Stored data

+ + + + +

PR #710, opened 2019-10-28
Tip to change permissions on rippled.cfg

alloynetworks:
Make the rippled.cfg file readable only by the rippled user and root, with 0600

### DIFF
--- a/content/tutorials/manage-the-rippled-server/configuration/run-rippled-as-a-validator.md
+++ b/content/tutorials/manage-the-rippled-server/configuration/run-rippled-as-a-validator.md
@@ -114,7 +114,7 @@ On your validator:
 
       - The `server_state` value should be _**proposing**_.
 
-
+**Security Tip:** Change the permissions on your `rippled.cfg` file to be more restrictive. On Linux it is recommended to be `0600`. You can do this with `chmod 0600 rippled.cfg`
 
 ## 4. Connect to the network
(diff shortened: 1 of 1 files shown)


mDuo13:
Should probably mention that you want to do this as the `rippled` user. 

In general it feels kind of incomplete just add a mention about user permissions without actually clarifying the recommended model.

alloynetworks:
You cannot do it as the user rippled. That user doesn't have a $HOME or a `passwd` entry, so I don't quite understand what you're getting at.

alloynetworks:
Well you can su to that user from root, but that will land you in / . The packaging creates the files and directories in /opt/ripple as `rippled:rippled` so doing a chmod will leave it as that user.

mellery451:
@mDuo13 I don't think `chmod` cares who the invoking user is except that it must either owner or root to change perms - so this is just setting the mask to be strictly owner read/write. root seems like the right way to do that. The owner should remain `rippled` and we're not suggesting changing that.

mDuo13:
Yeah, I was thinking about cases other than the supported install, but I was mixed up on how chmod would work. Now that I understand better, I realize you're right that this is a good suggestion regardless.

I still think it would be a good doc to add to describe the recommended permissions setup as implemented by the supported packages. That would make it easier to build a similar setup on non-supported distros.

PR #715, opened 2019-11-01
Domain verification should not expose IP of validator

mayurbhandary:
The verified domain name should not resolve to the ip address of the validator.


mDuo13:
That's a good point, and worth the reminding. :+1:

PR #717, opened 2019-11-08
Update ripple-lib dependency to 1.4.1

ryangyoung:


ryangyoung:
Build failed due to this broken link:

> 07:08:32 Broken remote link in out/peer-protocol.html to https://tools.ietf.org/html/rfc7230#section-6.7

PR #719, opened 2019-11-13
xpring.co -> xpring.io

craustin:
Fixing dead link.


ryangyoung:
LGTM. Thanks for the fix!

mDuo13:
Yeah, Xpring still needs to fix their redirects so that xpring.co goes to the right place, but this is a good thing to do regardless because we want to link directly to the preferred URL!

PR #726, opened 2019-11-15
Update for ripple-lib 1.4.2

intelliot:
Question: I wonder if there's a reason we couldn't have this just use what we have in ripple-lib's `master` branch. I push stable releases to `master` at the time of release. That would be https://raw.githubusercontent.com/ripple/ripple-lib/master/docs/index.md -- maybe using that URL would allow this to auto-update?

### DIFF
--- a/dactyl-config.yml
+++ b/dactyl-config.yml
@@ -5480,7 +5480,7 @@ pages:
     # --------------- end "XRP-API" section --------------------------------
 
     -   name: RippleAPI Reference # name is required for remote-sourced files
-        md: https://raw.githubusercontent.com/ripple/ripple-lib/1.4.1/docs/index.md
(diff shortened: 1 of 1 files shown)


mDuo13:
There's no strong reason we couldn't do it that way, but:

1. We'd still have to manually push a deploy to xrpl.org after any update to ripple-lib.
2. Dactyl uses the URL to know what version to put in the "Updated for version \[whatever\]" line at the top of the page. So we'd have to drop that.

So as it stands, this step is a convenient reminder to do the manual deploy. It might be possible to set up an automatic push to xrpl.org whenever there's an update to ripple-lib master, but that's a level of automation I don't think Ripple's ops team has time to set up yet.

mDuo13 (approved):

PR #729, opened 2019-11-23
Update trust.md

christopheroye:
Please review.


mDuo13 (changes requested):
Adding an extra column for the "Optional" value is not consistent with the style used throughout the documentation, so I don't think it's helpful here.

Also, IMO, "is noted treating" doesn't read like good English to me. I like the original better.

I appreciate you taking the time to open this, but unfortunately I don't think this changeset provides an improvement over the existing doc.

christopheroye:
Thank you for your feedback. This was submitted as a sample assessment performing a PR.

Suggesting the "Optional" tab to document format for better end-user readability. I understand it's not a part of the existing style guide.

fix: "_is noted **for** treating_", not "noted for treating"... any particular reason for using shorthand instead of a term similar such as noted in this case?

PR #730, opened 2019-11-27
DeletableAccounts concept updates & style updates

mDuo13:
- Update descriptions of account sequence numbers to clarify they don't start at 1 w/ deletable accounts
- Standardize on use of "ledger index" instead of "sequence number" for ledgers, where possible
- Update some old docs to add links and rephrase to match current style guidelines in a few nearby places.


content/_snippets/rippled-api-links.md
```diff
@@ -18,6 +18,7 @@
 [Internal Type]: serialization.html
 [内部の型]: serialization.html
 [Ledger Index]: basic-data-types.html#ledger-index
+[ledger index]: basic-data-types.html#ledger-index
```
scottschurr, line 21: Just flagging this so you can decide if it looks right.  The two adjacent entries are _almost_ identical except for the initial capitalization.

content/concepts/payment-system-basics/accounts/accounts.md
```diff
@@ -7,7 +7,7 @@ An "Account" in the XRP Ledger represents a holder of XRP and a sender of [trans
     **Note:** The XRP community has [proposed](https://github.com/xrp-community/standards-drafts/issues/6) (and developed a [codec](https://github.com/xrp-community/xrpl-tagged-address-codec) to support) a new **X**-address format that exchanges and wallets could use instead of [destination tags](https://xrpl.org/source-and-destination-tags.html). These "packed" addresses start with an `X` instead of an `r`. For more information, see the [XRPL 𝗫-address format](https://xrpaddress.info/) site.
 
 - An **XRP balance**. Some of this XRP is set aside for the [Reserve](reserves.html).
-- A **sequence number**, starting at 1 and increasing with each transaction sent from this account. No transaction can be included in a ledger unless the transaction's sequence number matches its sender's next sequence number.
+- A **sequence number**, which increases by 1 with each transaction sent from this account. No transaction can be included in a ledger unless the transaction's sequence number matches its sender's next sequence number. (See also: [Basic Data Types: Account Sequence](basic-data-types.html#account-sequence).)
```
scottschurr: Just for thought, I wonder whether the "next" in "sender's next sequence number" reduces clarity.  Is there maybe a way to say something like, "For a transaction to be applied to the ledger, the sequence in the transaction must match the sequence in the account root.  If the transaction is applied to the ledger, then the sequence in the account root increases by 1."  But better than that, cuz you're a professional...

scottschurr (approved):
I feel like I must not have done a very good review.  I only spotted a couple of things to comment on.  Your call on both of them.  :+1:

content/_snippets/rippled-api-links.md
mDuo13: Yep, that's (unfortunately) necessary. This page defines a bunch of reference links that can be used in any page that includes it, but by the nature of Markdown, the link text is case-sensitive. In some contexts we want a title case version and in some contexts we don't, so they're both here.

content/concepts/payment-system-basics/accounts/accounts.md
mDuo13: On reading this, I realized that this description was putting the mechanism before the rationale. Changed it to this:

> A **sequence number**, which helps make sure any transactions this account sends are applied in the correct order and only once each. To execute a transaction, the transaction's sequence number and its sender's sequence number must match. Then, as part of applying the transaction, the account's sequence number increases by 1.

mDuo13:
(Rebased in the hopes that it fixes some of the broken links.)

PR #728, opened 2019-11-21
AccountDelete transaction reference & related docs

mDuo13:
- New `AccountDelete` transaction definition
- New transaction result codes (`tefTOO_BIG` may get turned into a `ter` though)
- Adjust concept information a little to provide rules for account deletion

PR #731, opened 2019-11-27
Deletable Accounts Transaction Cost

mDuo13:
Honestly I thought this update would be bigger but the rationale was covered in the previous PR (#728) so in the end I only had to add the entry to the special costs table.


scottschurr (approved):
:+1:

PR #2943, opened 2025-01-13
Fix broken links and update redirects

AKCodez:


mDuo13 (approved):
Looks good. OK to merge as long as the link checker passes after the additional edits I made. (Should probably be squashed)

PR #2958, opened 2025-01-23
Devnet Reset Blog Post

oeggert:


blog/2025/devnet-reset.md
```diff
@@ -0,0 +1,57 @@
...
+
+<!--
+{% admonition type="success" name="Update" %}
+The reset has completed successfully. Devnet is online and fully operational.
+{% /admonition %}
+-->
+
+## Background
+
+Ripple operates Clio servers on Devnet to help the community access validated ledger data efficiently. It better handles API calls and stores data in a more space-efficient format than rippled servers, ultimately reducing the load on the network. Clio uses ScyllaDB, which is nearing storage capacity; in order to continue serving the community, Devnet will be reset to clear the Clio databases.
```
amarantha-k:
```suggestion
Ripple operates Clio servers on Devnet to help the community access validated ledger data efficiently. 

Clio handles API calls better and stores data in a more space-efficient format than `rippled` servers, ultimately reducing the load on the network. Clio uses ScyllaDB, which is nearing storage capacity. In order to continue serving the community, Devnet will be reset to clear the Clio databases.
```

amarantha-k (commented):
Added a suggestion

blog/2025/devnet-reset.md
```diff
@@ -0,0 +1,57 @@
+---
+category: 2025
+date: 2025-01-24
+seo:
+    title: Upcoming Devnet Reset Notification
```
mDuo13: We should be able to leave the `title` field off and have it pick the title from the first h1 of the page, I think.

If we can't, we should make sure they match. Right now this doesn't match because it has the extra word "Notification"

blog/2025/devnet-reset.md
```diff
@@ -0,0 +1,57 @@
...
+
+Ripple operates Clio servers on Devnet to help the community access validated ledger data efficiently. It better handles API calls and stores data in a more space-efficient format than rippled servers, ultimately reducing the load on the network. Clio uses ScyllaDB, which is nearing storage capacity; in order to continue serving the community, Devnet will be reset to clear the Clio databases.
+
+## Impact
+
+This reset affects Devnet only. Other networks will continue to operate as usual, including XRPL Mainnet, XRPL Testnet, Xahau, and the Hooks Testnet.
+
+The reset will delete all ledger data in Devnet, including all accounts, transactions, balances, settings, offers, AMMs, escrows, and other data. This means all balances will be reset to zero and the block number will start at one again. No changes are anticipated to services such as Devnet APIs, faucets, Explorers, access rights, and wallet integrations; these services usually manage resets without issues.
+
+Devnet will have its amendment statuses restored to match XRPL Mainnet. Any existing accounts or other data will need new test XRP from the faucet and will need to be re-created.
```
mDuo13: I don't think this is quite the case. Devnet usually has amendments that aren't yet available on Mainnet and I expect it to continue to be the case. (For example, Credentials, AMMClawback, and MPTs are currently available on Devnet and will probably be enabled again on Devnet after the reset.)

+ + + + +

◆ Exercise prompt:
Find and copy every line in the entries above where the string "treating" occurs.

◆ Task answer:
Also, IMO, "is noted treating" doesn't read like good English to me. I like the original better.
fix: "_is noted **for** treating_", not "noted for treating"... any particular reason for using shorthand instead of a term similar such as noted in this case?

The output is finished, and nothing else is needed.